The logical page address of the next page is obtained by inputting the logical page address of the counter (1), and the TLB
The logical page address of the next page is obtained from the entry corresponding to the next page of (9), and the logical page address of the next page obtained from the +1 circuit (2) and the logical page address of the next page obtained from TLB (9). Compare the address with the comparator (3),
If the comparison result shows a mismatch, the logical page address of the next page obtained from the +1 circuit (2) is used as the address conversion processing unit.

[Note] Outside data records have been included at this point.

PR #1278, opened 2020-01-22
PEP 613: Explicit Type Aliases

shannonzhu:
Note: Python CLA has been signed but is pending the check at https://check-python-cla.herokuapp.com/

### DIFF
--- a/pep-0613.rst
+++ b/pep-0613.rst
@@ -13,19 +13,33 @@ Post-History: 21-Jan-2020
 Abstract
 ========
 
-Type aliases are user-specified types which may be as complex as any type hint, and are specified with a simple variable assignment on a module top level.
+Type aliases are user-specified types which may be as complex as any type hint,
+and are specified with a simple variable assignment on a module top level.
 
 This PEP formalizes a way to explicitly declare an assignment as a type alias.
 
 Motivation
 ==========
 
-Type aliases are declared as top level variable assignments. In `PEP 484 <https://www.python.org/dev/peps/pep-0484/#type-aliases/>`_, the distinction between a valid type alias and a global variable was implicitly determined: if a top level assignment is unannotated, and the assigned value is a valid type, then the name being assigned to is a valid type alias. Otherwise, that name is simply a global value that cannot be used as a type hint.
+Type aliases are declared as top level variable assignments. In `PEP 484 <https://www.python.org/dev/peps/pep-0484/#type-aliases/>`_,
+the distinction between a valid type alias and a global variable was implicitly
+determined: if a top level assignment is unannotated, and the assigned value is
+a valid type, then the name being assigned to is a valid type alias. Otherwise,
+that name is simply a global value that cannot be used as a type hint.
 
-These implicit type alias declaration rules create confusion when type aliases involve forward aliases, invalid types, or violate other restrictions enforced on type alias declaration. Because the distinction between an unannotated value and a type alias is implicit, ambiguous or incorrect type alias declarations implicitly default to a valid value assignment. This creates expressions that are impossible to express as type aliases and punts error diagnosis of malformed type aliases downstream.
+These implicit type alias declaration rules create confusion when type aliases
+involve forward references, invalid types, or violate other restrictions
+enforced on type alias declaration. Because the distinction between an
+unannotated value and a type alias is implicit, ambiguous or incorrect type
+alias declarations implicitly default to a valid value assignment. This creates
+expressions that are impossible to express as type aliases and punts error
+diagnosis of malformed type aliases downstream.
 
-The following examples each include an illustration of some of the suboptimal or confusing behaviors resulting from existing implicit alias declarations.
-We also introduce explicit aliases of the format :code:`TypeName: TypeAlias = Expression` here for the sake of comparison, but the syntax is discussed in further detail in later sections.
+The following examples each include an illustration of some of the suboptimal
+or confusing behaviors resulting from existing implicit alias declarations.
+We also introduce explicit aliases of the format :code:`TypeName: TypeAlias = Expression`
+here for the sake of comparison, but the syntax is discussed in further detail
+in later sections.
 
 Forward References:
 *******************
@@ -35,14 +49,19 @@ Forward References:
   MyType = "ClassName"
   def foo() -> MyType: ...
 
-This code snippet should not error so long as :code:`ClassName` is defined later on. However, a type checker is forced to throw spurious errors that (1) :code:`MyType` is an unannotated global string, and (2) :code:`MyType` is not a valid type.
+This code snippet should not error so long as :code:`ClassName` is defined
+later on. However, a type checker is forced to throw spurious errors that
+(1) :code:`MyType` is an unannotated global string, and (2) :code:`MyType`
+is not a valid type.
 
 ::
 
   MyType: TypeAlias = “ClassName”
   def foo() -> MyType: ...
 
-Explicit aliases remove ambiguity so neither of the above errors will be thrown. Additionally, if something is wrong with :code:`ClassName` (i.e., it’s not actually defined later), the type checker can throw an error.
+Explicit aliases remove ambiguity so neither of the above errors will be
+thrown. Additionally, if something is wrong with :code:`ClassName`
+(i.e., it’s not actually defined later), the type checker can throw an error.
 
 
 Error Messaging:
@@ -50,17 +69,26 @@ Error Messaging:
 
 ::
 
-  MyType = InvalidType
-  MyType = MyGeneric(int)  # i.e., intention was MyGeneric[int]
+  MyType1 = InvalidType
+  MyType2 = MyGeneric(int)  # i.e., intention was MyGeneric[int]
 
-A type checker should warn on this code snippet that :code:`InvalidType` is not a valid type, and therefore cannot be used to annotate an expression or to construct a type alias. Instead, type checkers are forced to throw spurious errors that (1) :code:`MyType` is a global expression missing an annotation, and (2) :code:`MyType` is not a valid type in all usages of :code:`MyType` across the codebase.
+A type checker should warn on this code snippet that :code:`InvalidType` is not
+a valid type, and therefore cannot be used to annotate an expression or to
+construct a type alias. Instead, type checkers are forced to throw spurious
+errors that (1) :code:`MyType` is a global expression missing an annotation,
+and (2) :code:`MyType` is not a valid type in all usages of :code:`MyType`
+across the codebase.
 
 ::
 
-  MyType: TypeAlias = InvalidType
-  MyType: TypeAlias = MyGeneric(int)
+  MyType1: TypeAlias = InvalidType
+  MyType2: TypeAlias = MyGeneric(int)
 
-With explicit aliases, the type checker has enough information to error on the actual definition of the bad type alias, and explain why: that :code:`MyGeneric(int)` and `InvalidType` are not valid types. When the value expression is no longer evaluated as a global value, unactionable type errors on all usages of :code:`MyType` across the codebase can be suppressed.
+With explicit aliases, the type checker has enough information to error on the
+actual definition of the bad type alias, and explain why: that :code:`MyGeneric(int)`
+and `InvalidType` are not valid types. When the value expression is no longer
+evaluated as a global value, unactionable type errors on all usages of :code:`MyType`
+across the codebase can be suppressed.
 
 Scope Restrictions:
 *******************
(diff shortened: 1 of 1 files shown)


the-knights-who-say-ni:

I'm a bot set up to make sure that the project can legally accept this contribution by verifying everyone involved has signed the [PSF contributor agreement](https://www.python.org/psf/contrib/contrib-form/) (CLA).



## CLA Missing

Our records indicate the following people have not signed the CLA:

@shannonzhu

For legal reasons we need all the people listed to sign the CLA before we can look at your contribution. Please follow [the steps outlined in the CPython devguide](https://devguide.python.org/pullrequest/#licensing) to rectify this issue.

If you have recently signed the CLA, please wait at least one business day
before our records are updated.


Thanks again for the contribution, we look forward to reviewing it!

Rosuav:
What's the reference to PEP 1? Is that a leftover?

Is there an official policy on the wrapping of text? I can't remember if that requirement was relaxed. Most PEPs have manually-wrapped lines rather than going way off the right margin.

Do you have a potential sponsor lined up?

shannonzhu:
re: PEP 1 - thanks for pointing that out, I included it by mistake and will remove!

I didn't see any mention of line wrapping in contributing guide or PEP 1, but I'm happy to manually wrap if needed.

I don't have a sponsor, though this topic/syntax has been discussed on typing-sig and in person at a typing meetup including core developers. Would appreciate advice on how to proceed here.

Rosuav:
Most PEPs are wrapped. Unless someone has a strong opinion or a citation to an actual requirement, I'll leave it up to you whether to wrap or not.

Re sponsor: Mention on typing-sig that you're in need of a sponsor, and someone will likely step up. All it requires is for a core dev to say "yep, this is worth moving forward with".

pep-0613.rst
```diff
@@ -0,0 +1,173 @@
...
+
+  MyType = InvalidType
+  MyType = MyGeneric(int)  # i.e., intention was MyGeneric[int]
+
+A type checker should warn on this code snippet that :code:`InvalidType` is not a valid type, and therefore cannot be used to annotate an expression or to construct a type alias. Instead, type checkers are forced to throw spurious errors that (1) :code:`MyType` is a global expression missing an annotation, and (2) :code:`MyType` is not a valid type in all usages of :code:`MyType` across the codebase.
+
+::
+
+  MyType: TypeAlias = InvalidType
+  MyType: TypeAlias = MyGeneric(int)
```
gvanrossum: I'm confused. These look like two different examples somehow merged into one -- I assume you can't declare the same name as a `TypeAlias` twice?

Would this section work if the type aliases were named `MyType1` and `MyType2`?

(It's especially confusing since in the previous example, the two lines of the example had to occur together to illustrate the problem, while here there seem to be two independent lines that each illustrate a different variant of the problem.)

pep-0613.rst
```diff
@@ -0,0 +1,173 @@
...
+    x = ClassName
+
+The outer :code:`x` is a valid type alias, but type checkers must error if the inner :code:`x` is ever used as a type. This is confusing because the alias declaration rule is not explicit, and the error is not thrown on the location of the inner type alias declaration but rather on every one of its subsequent use cases.
+
+::
+
+  x: TypeAlias = ClassName
+  def foo() -> None:
+    x = ClassName
+    x: TypeAlias = ClassName
```
gvanrossum: Again, it's not super clear here that this is really two examples: inside the function you can write either of the two lines shown and their (different) meanings will be clear.

pep-0613.rst
```diff
@@ -0,0 +1,173 @@
...
+
+With explicit aliases, the outer assignment is still a valid type variable, and the inner assignment can either be a valid local variable or a clear error, communicating to the author that type aliases cannot be defined inside a nested scope.
```
gvanrossum: Oh wait, the line inside the function `x: TypeAlias = ClassName` is an error? That makes it doubly confusing that you write them both in one code snippet.

pep-0613.rst
```diff
@@ -0,0 +1,173 @@
...
+
+
+Specification
+=============
+
+The explicit alias declaration syntax attempts to clearly differentiate between the three possible kinds of assignments: typed global expressions, untyped global expressions, and type aliases. This avoids the existence of assignments that break type checking when an annotation is added, and avoids classifying the nature of the assignment based on the type of the value.
```
gvanrossum: Does it really only *attempt* to differentiate? I think you can just write "clearly differentiates". :-)

pep-0613.rst
```diff
@@ -0,0 +1,173 @@
...
+  x: int = 1  # typed global expression
+
+  x = int  # untyped global expression (see note below)
+  x: Type[int] = int  # typed global expression
+
+  x: TypeAlias = int  # type alias
+  x: TypeAlias = “MyClass”  # type alias
+
+
+Note: The examples above illustrate implicit and explicit alias declarations in isolation. For the sake of backwards compatibility, type checkers may choose to support both simultaneously, meaning an untyped global expression :code:`x = int` will still be considered a valid type alias.
```
gvanrossum: I'm not happy with this. There must by now exist millions of lines of code using implicit aliases unambiguously. I would rather not declare those invalid at the whim of the type checker -- it would not promote interoperability. My preference is for `x = int` to be a valid type alias except in some corner cases (like `x = "MyClass"`), basically as things are today.

pep-0613.rst
```diff
@@ -0,0 +1,173 @@
...
+
+
+Backwards Compatibility
+=======================
+
+Explicit aliases provide an alternative way to declare type aliases, but all pre-existing code and old alias declarations will work as before.
```
gvanrossum: I agree with this, but the Note above seems to contradict it.

pep-0613.rst
```diff
@@ -0,0 +1,173 @@
...
+
+
+In comparison, the chosen syntax option :code:`MyType: TypeAlias = int` is appealing because it still sticks with the :code:`MyType = int` assignment syntax, and adds some information for the type checker purely as an annotation.
+
+
+Open Issues
+===========
+
+
+The current implementation utilizes the already-defined class :code:`typing.TypeAlias`, but for conciseness there are suggestions to standardize this to a new class, :code:`typing.Alias`.
```
gvanrossum: I don't see `typing.TypeAlias` in any of the versions of `typing.py` that I'm aware of. And I'm guess the open issue is whether to use `TypeAlias` or just `Alias`? I vote for `TypeAlias`, because "alias" can mean many things in many contexts.

shannonzhu: Hm, I meant it's defined in typing.pyi, and so it's possible already to write `from typing import TypeAlias` and use it in your annotations. I suppose this shouldn't matter in versions where annotations aren't evaluated, but let me try to clarify this wording and note that it should probably be added to typing.py. I'd also vote for TypeAlias, but remember that I got more than one suggestion to shorten from others on the list/at the meetup.

pep-0613.rst
shannonzhu: Ah yes, I'll rename the variables so it's clear they're two separate examples in one code snippet.

pep-0613.rst
shannonzhu: I wrote this with the thought in mind that having an explicit-only system might be more straightforward than a mixed one and the conversion could be an easy codemod, so wanted to keep that option open. However, valuing interoperability makes sense - I'll adjust the wording here.

brettcannon:
The [column width is to be no longer than 80](https://www.python.org/dev/peps/pep-0012/#general).

Rosuav:
Ah! Thanks Brett, that's what I was looking for. Was searching for the word "wrap", but it actually uses "fill".

pep-0613.rst
```diff
@@ -13,19 +13,33 @@ Post-History: 21-Jan-2020
...
-
-These implicit type alias declaration rules create confusion when type aliases involve forward aliases, invalid types, or violate other restrictions enforced on type alias declaration. Because the distinction between an unannotated value and a type alias is implicit, ambiguous or incorrect type alias declarations implicitly default to a valid value assignment. This creates expressions that are impossible to express as type aliases and punts error diagnosis of malformed type aliases downstream.
-
-The following examples each include an illustration of some of the suboptimal or confusing behaviors resulting from existing implicit alias declarations.
-We also introduce explicit aliases of the format :code:`TypeName: TypeAlias = Expression` here for the sake of comparison, but the syntax is discussed in further detail in later sections.
+Type aliases are declared as top level variable assignments. In `PEP 484 <https://www.python.org/dev/peps/pep-0484/#type-aliases/>`_,
```
gvanrossum:
```suggestion
Type aliases are declared as top level variable assignments.
In `PEP 484 <https://www.python.org/dev/peps/pep-0484/#type-aliases/>`_,
```

shannonzhu:
Done, thank you for the feedback!

pep-0613.rst
```diff
@@ -0,0 +1,223 @@
...
+thrown. Additionally, if something is wrong with :code:`ClassName`
+(i.e., it’s not actually defined later), the type checker can throw an error.
+
+
+Error Messaging:
+****************
+
+::
+
+  MyType1 = InvalidType
```
rchen152: It doesn't look like `MyType1` and `MyType2` illustrate two different things, so would it be enough to keep just one of them?

pep-0613.rst
```diff
@@ -0,0 +1,223 @@
...
+Scope Restrictions:
+*******************
+
+::
+
+  x = ClassName
+  def foo() -> None:
+    x = ClassName
+
+The outer :code:`x` is a valid type alias, but type checkers must error if the
```
rchen152: It wasn't obvious to me why type checkers must error here until I got to the explanation at the very end of the section, so I'd suggest moving that explanation here: "type checkers must error if the inner `x` is ever used as a type <b>because type aliases cannot be defined inside a nested scope</b>."

Rosuav:
This pull request has already been merged. I recommend posting future comments to the mailing list.

rchen152:
Ah, I wasn't aware that was the convention - sorry about that. I wanted to add comments on specific lines and thought they would be easier to follow if made on the PR. I'll post to the mailing list in the future.

Rosuav:
Yeah, no probs. Just didn't want you to sit here wondering why nobody was reviewing your comments :)

pep-0613.rst
```diff
@@ -0,0 +1,223 @@
...
+Forward References:
+*******************
+
+::
+
+  MyType = "ClassName"
+  def foo() -> MyType: ...
+
+This code snippet should not error so long as :code:`ClassName` is defined
+later on. However, a type checker is forced to throw spurious errors that
```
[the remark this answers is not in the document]
shannonzhu: Thanks for the feedback!

For this one, I'll incorporate " a type checker is forced to assume that MyType is a value assignment "; will leave out the "not yet a valid type" since "yet" might be confusing in the context of a forward alias.

pep-0613.rst
```diff
@@ -0,0 +1,223 @@
...
+(1) :code:`MyType` is an unannotated global string, and (2) :code:`MyType`
```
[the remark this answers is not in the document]
shannonzhu: reworded to 'may' rather than specifying any behavior typecheckers must take here - thought about this one for a while and want to keep both statements about potential type checker behavior in for clarity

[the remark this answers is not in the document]
rchen152: Makes sense!

pep-0613.rst
nipunn1313: Hi! I'm curious about the rationale behind this limitation.
Here's a sample snippit and how it works currently.

```python
from typing import NewType
from typing_extensions import TypeAlias

class C:
    X = NewType('X', int)
    Y1 = X  # mypy - error: Variable "test.C.Y1" is not valid as a type  pyright - seems to work
    Y2: TypeAlias = X  # mypy - seems to work  pyright - error: A TypeAlias can be defined only within a module scope

x: C.X
y1: C.Y1
y2: C.Y2
```

I have a use case like this where there is a type `C.Y` that I'm trying to rename to `C.X` in a backward compatible way. Type alias would be perfect, but PEP613 disallows it (and behavior between existing typecheckers vary). Other recommendations on how to do this welcome.

The PEP mentions how non-explicit alias declarations are confusing in nested scope. From first principles, something like `Y1 = X` seems ok to allow as a type alias. I may be overlooking something.

nipunn1313: From https://mail.python.org/archives/list/typing-sig@python.org/thread/MWRJOBEEEMFVXE7CAKO7B4P46IPM4AN3/ (@ilevkivskyi)

> ```
> class C: ...
> 
> x = C  # this is a type alias from mypy point of view
> class D:
>     x = C  # this is a variable with type Type[C]
> ```
> This default behaviour is kind of a heuristics that matches most typical
> use in each case, but I think it would be nice to have a simple way to be
> explicit either way:


If provided explicitly (like `Y2: TypeAlias`) - it seems reasonable to be allowable. The use case of backwards-compatible rename of an inner type is compelling to me.

If this makes sense, I'm happy to put some legwork in to update/clarify the PEP

gvanrossum: Probably better to bring this up on typing-sig. I don't have a strong opinion on this either way, your suggestion seems reasonable.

(7) executes the send address conversion process, writes the physical page address and the corresponding logical page address output from the address conversion processing unit (7) to the TLB register (10) and validates the TLB register (10). Check the valid bit of the TLB register (10) when the program counter (1) shows the value immediately before moving to the next page by setting the bit to the value indicating valid.
TLB register when the valid bit indicates valid
The physical page address of (10) is used to prefetch the first instruction of the next page, and the pair of the logical page address and physical page address of the TLB register (10) is set to T.
A virtual memory device, characterized in that it is arranged to perform control for registration in the LB (9). 3. The virtual memory device according to claim 2, wherein the address translation arithmetic unit (6) is an arithmetic unit different from the arithmetic unit for performing instruction processing.